Issue #728, opened 2018-11-02
"option" field type


Macroz:
- [x] admin UI for adding option fields
- [x] allow selection of options as answer
- [x] remove feature flag in rems/administration/form.cljs

Longer option lists and customizable options are not required yet. Longer lists could be radio group or dropdown or maybe even autocomplete multiselect like the 3rd party reviewer?

PR #813, opened 2018-12-28
UI for configuring option fields

luontola:
Issue #728, admin UI only.


resources/migrations/20181231124500-option-form-item.up.sql
```diff
@@ -0,0 +1,15 @@
+-- :disable-transaction
+ALTER TYPE itemtype
+  ADD VALUE 'option';
+--;;
+CREATE TABLE application_form_item_options
```
Macroz: I wonder if it would actually make more sense to start moving these towards document orientation as well? I.e. store the heterogenous options in the item rows.

src/clj/rems/db/applications.clj
```diff
@@ -410,6 +410,26 @@
       (:filename (db/get-attachment query-params))
       (:value (db/get-field-value query-params)))))
 
+(defn- process-item-options [options]
+  (->> options
+       (map (fn [{:keys [key langcode label displayorder]}]
+              {:key key
+               :label {(keyword langcode) label}
+               :displayorder displayorder}))
```
Macroz: Isn't displayorder unnecessary at least outside SQL layer if you have a sequence always?

test/clj/rems/test/api/forms.clj
```diff
@@ -86,6 +86,53 @@
...
+                                         :label {:en "Yes"
+                                                 :fi "Kyllä"}}
+                                        {:key "no"
+                                         :label {:en "No"
+                                                 :fi "Ei"}}]}]}
+            response (-> (request :post "/api/forms/create")
+                         (authenticate api-key user-id)
+                         (json-body command)
+                         app)]
+        (assert-response-is-ok response)
```
Macroz: You can now move this row to the `(-> ... assert-response-is-ok)` since master contains the chainable version of the assert.

src/clj/rems/db/applications.clj
luontola: Yes. The displayorder is dropped by the select-keys operation a few rows below this.

resources/migrations/20181231124500-option-form-item.up.sql
luontola: That would be good. It was a pain to implement this relationally.

We'll need to discuss this refactoring more. We could add a JSON field to application_form, or as a smaller step add it to application_form_item.

src/clj/rems/db/applications.clj
luontola: Due to the group-by operation the displayorder is still needed in this function.

PR #814, opened 2018-12-31
Auth statuses

cscwooller:


src/clj/rems/auth/ForbiddenException.clj
```diff
@@ -0,0 +1,3 @@
+(ns ^{:doc "REMS custom exception thrown when user is not authenticated."}
```
Macroz: This docstring should say forbidden instead.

○ ○ ○ ○

The result is a copy of every line above where the word "query" shows up.

## Reply to the task
       (:filename (db/get-attachment query-params))
       (:value (db/get-field-value query-params)))))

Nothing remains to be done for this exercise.